The new DemoStorage? can't perform GC during packing if it has a base storage because the necessary information is spread across both the changes and base storages. An external GC API could make this possible, although this probably isn't a high priority.

Proposal

I propose to add an external GC api for ZODB storages, to be implemented initially (in 3.9) for FileStorage, and ClientStorage? (and MappingStorage? and DemoStorage? if time permits):

class IExternalGC(IStorage):

   def deleteObject(oid, serial, transaction):
       """Mark an object as deleted

       This method marks an object as deleted via a new object
       revision.  Subsequent attempts to load current data for the
       object will fail with a POSKeyError, but loads for
       non-current data will suceed if there are previous
       non-delete records.  The object will be removed from the
       storage when all not-delete records are removed.
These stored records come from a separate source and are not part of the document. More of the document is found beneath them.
PR #2961, opened 2025-02-13
WIP: Buffer tuning for https://issues.redhat.com/browse/RFE-6849

alanconway:
This PR has the proposed API changes needed for https://issues.redhat.com/browse/RFE-6849
The functionality is not implemented.


api/observability/v1/output_types.go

       The serial argument must match the most recently committed
       serial for the object. This is a seat belt.

       This method can only be called in the first phase of 2-phase
       commit.
       """

Sample (naive) multi-database garbage collection implementation

Assume we have a mapping {storage_name -> storage} and a function, get_references, that returns object references from a storage, where object references are either oids, or storage_name and oid pairs for cross-database references.

Here is a high-level sample multi-database pack implementation. It is optimized for simplicity and readability, not scalability or efficiency. The intent is to show that external GC is possible with the given APIs?. Actual implementations will need lots of optimizations to be scalable.

import transaction

def pack(storages):

    # Step 1: collect references
    refs = {}
    tids = {}
    for name, storage in storages.items():
        for trans in storage.iterator():
            for record in trans:
                oid = name, record.oid
                tids[oid] = record.tid
                orefs = refs.setdefault(oid, set())
                for roid in get_references(record.data):
                    if isinstance(roid, str):
                        roid = name, roid
                    orefs.add(roid)

    # Step 2: Do gc.  Traverse objects starting from roots.
    # As we reverse references, we remove from tids.
    # At end, the tids contain garnage to be removed.
    to_do = set((name, '\0'*8) for name in storages)
    while to_do:
        oid = to_do.pop()
        if oid in tids:
            _ = tids.pop(oid)
            for roid in refs[oid]:
                if roid in tids:
                    to_do.add(roid)

    # Step 3: Take out the trash
    txn = transaction.begin()
    for storage in storages.values:
        storage.tpc_begin(txn)
    for (name, oid), tid in tids.items():
        for oid in oids[name]:
            storages[name].deleteObject(oid, tid, txn)

    for storage in storages.values:
        storage.tpc_vote(txn)
    for storage in storages.values:
        storage.tpc_finish(txn)

It's reasonable to ask whether scalable implementations are possible with the given implementation. I think they are, as I've thought of some. :) I suggest, however, that we view the API as experimental until scalable efficient implementations are available. An implementation will be judged to be scalable and efficient enough if it is at least as scalable and efficient as current non-external gc implementations. Of course, this will depend to some degree on the storages considered. FileStorage is certainly an important case.